# New law in CA for Delivery fees and tips



## mrbeefy (Aug 6, 2017)

DoorDash, Uber Eats, Grubhub must disclose hidden fees, give delivery workers all tips under new California law


California governor signs bill giving tip protections to delivery workers and requiring more transparency from food-delivery apps.




www.marketwatch.com





Will Doordash FINALLY show the full amount in the offer?
I had a few recently that were $8 and $12. They paid out $42 and $56! (which was great!)
I could easily have passed on the $8 one since Doordash are being MORONS about tips.
Maybe they'll go ahead and do it NOW before Jan 2022 🙄


----------



## REX HAVOC (Jul 4, 2016)

If it's the law they will have to comply. Now customers will be forced to tip better if they want their deliveries to get picked up and delivered.


----------



## Uberdriver2710 (Jul 15, 2015)

I want to see ALL the information BEFORE I even accept an order! pay, time, distance, items, notes, instructions, etc

We will see, if this is an actual benefit to the drivers.


----------



## Nats121 (Jul 19, 2017)

mrbeefy said:


> DoorDash, Uber Eats, Grubhub must disclose hidden fees, give delivery workers all tips under new California law
> 
> 
> California governor signs bill giving tip protections to delivery workers and requiring more transparency from food-delivery apps.
> ...


Based on the wording of the article, it appears that the increased "transparency" in the law is for the customers and restaurants but NOT the drivers.

The law says the drivers have to be paid all of their tips but apparently they don't have to be SHOWN the complete tip in advance.

If that's the case the law's a letdown for the drivers as well as the good tippers, both of whom are being cheated by not showing the full tip amounts in advance. 

If the law doesn't mandate full tip transparency, and it doesn't appear to, Rep.Gonzalez should hear about it.


----------



## Nats121 (Jul 19, 2017)

Uberdriver2710 said:


> I want to see ALL the information BEFORE I even accept an order! pay, time, distance, items, notes, instructions, etc
> 
> We will see, if this is an actual benefit to the drivers.

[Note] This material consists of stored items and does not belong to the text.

PR #17888, opened 2021-08-14
add piwikHelper and define piwik.helper

### LINKED ISSUE #17787: Javascript console error when clicking Install routine: Download System Check button
Install routine
Page 2

Button "Download System Check"

Does not work. JavaScript error.
grafik

## Expected Behavior
download works without an JavaScript error

## Current Behavior
download does not work

## Your Environment
* Matomo Version: 4.3.1
* Browser: Firefox 90

geekdenz:
fixes #17787

there may well be a better way of including JS requirements
such as piwikHelper.js but this was quick and it might not be
desirable to dig too deep for this

### Description:

### Review

* [ ] Functional review done
* [ ] Code review done

### DIFF
--- a/plugins/Installation/templates/_systemCheckSection.twig
+++ b/plugins/Installation/templates/_systemCheckSection.twig
@@ -1,4 +1,8 @@
 {% import _self as local %}
+<script type="text/javascript" src="plugins/Morpheus/javascripts/piwikHelper.js"></script>
+<script>
+    piwik.helper = piwikHelper;
+</script>
 <p>{{ 'Installation_CopyBelowInfoForSupport'|translate }}
     <br/> <br/>
     <a href="javascript:void(0);"
--- a/plugins/Installation/templates/_systemCheckSection.twig
+++ b/plugins/Installation/templates/_systemCheckSection.twig
@@ -1,15 +1,11 @@
 {% import _self as local %}
-<script type="text/javascript" src="plugins/Morpheus/javascripts/piwikHelper.js"></script>
-<script>
-    piwik.helper = piwikHelper;
-</script>
 <p>{{ 'Installation_CopyBelowInfoForSupport'|translate }}
     <br/> <br/>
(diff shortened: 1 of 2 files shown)


plugins/Installation/templates/_systemCheckSection.twig
```diff
@@ -1,4 +1,8 @@
 {% import _self as local %}
+<script type="text/javascript" src="plugins/Morpheus/javascripts/piwikHelper.js"></script>
```
tsteur: @geekdenz have you tried adding it to `Installation` controller in the `getInstallationJs` method? Does that work? That's the JS that is loaded.

plugins/Installation/templates/_systemCheckSection.twig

Based on the wording of the article, the law doesn't mandate any additional transparency for the drivers.


----------



## Nats121 (Jul 19, 2017)

REX HAVOC said:


> Now customers will be forced to tip better if they want their deliveries to get picked up and delivered.


Not if the law doesn't require full tip transparency, and it doesn't appear to.

Newsom's stated reason for vetoing the other law is lame and doesn't pass the smell test.


----------



## Uberdriver2710 (Jul 15, 2015)

Nats121 said:


> the other law is lame and doesn't pass the smell test.


That's likely, because his brain is full of doo doo.


----------



## UberBastid (Oct 1, 2016)

This has nothing to do with 'transparency' or 'fairness' of any of that bs.
It has to do with taxes.
This is California baby. There isn't a tax we don't love.

.


----------



## Trafficat (Dec 19, 2016)

mrbeefy said:


> DoorDash, Uber Eats, Grubhub must disclose hidden fees, give delivery workers all tips under new California law
> 
> 
> California governor signs bill giving tip protections to delivery workers and requiring more transparency from food-delivery apps.
> ...


Wow, I've never made over $30 for any delivery ever.

I'd say 95% of my deliveries have been less than $10 tip included.

That's why I don't generally do deliveries.


----------



## Nats121 (Jul 19, 2017)

Trafficat said:


> Wow, I've never made over $30 for any delivery ever.
> 
> I'd say 95% of my deliveries have been less than $10 tip included.
> 
> That's why I don't generally do deliveries.


The vast majority of the $20+ offers I get are batched orders that are long distance and/or time-consuming deliveries going out to the boonies, often times to apartment complexes far away from any restaurants. This means I would have to deadhead back to my work zone.

The $30+ unicorns going 3/4 of a mile go to the "special" drivers.


----------



## ColonyMark (Sep 26, 2019)

Uberdriver2710 said:


> That's likely, because his brain is full of doo doo.


Haha! And hair gel


----------



## Nats121 (Jul 19, 2017)

Trafficat said:


> Wow, I've never made over $30 for any delivery ever.
> 
> I'd say 95% of my deliveries have been less than $10 tip included.
> 
> That's why I don't generally do deliveries.


Your results are typical for the vast majority of drivers, which is why the turnover rate is skyhigh.


----------



## Timlee252525 (Apr 14, 2020)

Besides weather CA is the WORST state in the United States of America to call home.


----------



## UberBastid (Oct 1, 2016)

Timlee252525 said:


> Besides weather CA is the WORST state in the United States of America to call home.


Out of the last five years, l have had flames lickin my ass three times.
It's gonna be windy today so PG&E is cutting our power for two days starting this afternoon; so I will be running a generator at 3 gallons per hour of liquid that costs $5 a gallon.
Grocery store shelves are empty.

I am leaving California at the beginning of the year.

I have a friend who retired to Mexico about five years ago.
He hasn't lost power once.


----------